**Task objective**
Would you write out the records below exactly as given?

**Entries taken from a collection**

-*-

PR #2832, opened 2022-10-05
Continue refactoring the auth methods for the hub device and module

brycewang-microsoft:
+ consolidate `ClientAuthenticationWithSharedAccessPolicy` for the hub device and module
+ rename `ModuleAuthenticationWithHsm` to `EdgeModuleAuthenticationWithHsm`


iothub/device/src/Authentication/ClientAuthenticationWithSharedAccessPolicy.cs
```diff
@@ -49,10 +65,13 @@ public string Key
         /// <summary>
         /// Name of the shared access policy.
         /// </summary>
-        public string PolicyName
+        /// <remarks>
+        /// The name of relevant field in a connection string is "SharedAccessKeyName", so we call the property "KeyName" here.
```
brycewang-microsoft, line 69: Although the auth method here is using shared access policy, this property is supposed to be "SharedAccessKeyName" within a connection string. Also, we use "SharedAccessKeyName" everywhere else, so rename it.

iothub/device/src/Authentication/HsmAuthentication/EdgeModuleAuthenticationWithHsm.cs
```diff
@@ -10,13 +10,13 @@ namespace Microsoft.Azure.Devices.Client.HsmAuthentication
     /// <summary>
     /// Authentication method that uses HSM to get a SAS token.
     /// </summary>
-    internal class ModuleAuthenticationWithHsm : ClientAuthenticationWithTokenRefresh
+    internal class EdgeModuleAuthenticationWithHsm : ClientAuthenticationWithTokenRefresh
```
brycewang-microsoft, line 13: this is a special case applicable for the edge module only, so rename this class

iothub/device/src/Authentication/ClientAuthenticationWithSharedAccessPolicy.cs
abhipsaMisra, line 69: This explanation is useful for us internally. However, for the customer this naming justification isn't really required. I think it'll be useful if we point to a connection string format MS doc instead. That'll help users understand which value to pass in here.

abhipsaMisra (approved):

-*-

**Your solution**
PR #2832, opened 2022-10-05
Continue refactoring the auth methods for the hub device and module

brycewang-microsoft:
+ consolidate `ClientAuthenticationWithSharedAccessPolicy` for the hub device and module
+ rename `ModuleAuthenticationWithHsm` to `EdgeModuleAuthenticationWithHsm`


iothub/device/src/Authentication/ClientAuthenticationWithSharedAccessPolicy.cs
```diff
@@ -49,10 +65,13 @@ public string Key
         /// <summary>
         /// Name of the shared access policy.
         /// </summary>
-        public string PolicyName
+        /// <remarks>
+        /// The name of relevant field in a connection string is "SharedAccessKeyName", so we call the property "KeyName" here.
```
brycewang-microsoft, line 69: Although the auth method here is using shared access policy, this property is supposed to be "SharedAccessKeyName" within a connection string. Also, we use "SharedAccessKeyName" everywhere else, so rename it.

iothub/device/src/Authentication/HsmAuthentication/EdgeModuleAuthenticationWithHsm.cs
```diff
@@ -10,13 +10,13 @@ namespace Microsoft.Azure.Devices.Client.HsmAuthentication
     /// <summary>
     /// Authentication method that uses HSM to get a SAS token.
     /// </summary>
-    internal class ModuleAuthenticationWithHsm : ClientAuthenticationWithTokenRefresh
+    internal class EdgeModuleAuthenticationWithHsm : ClientAuthenticationWithTokenRefresh
```
brycewang-microsoft, line 13: this is a special case applicable for the edge module only, so rename this class

iothub/device/src/Authentication/ClientAuthenticationWithSharedAccessPolicy.cs
abhipsaMisra, line 69: This explanation is useful for us internally. However, for the customer this naming justification isn't really required. I think it'll be useful if we point to a connection string format MS doc instead. That'll help users understand which value to pass in here.

abhipsaMisra (approved):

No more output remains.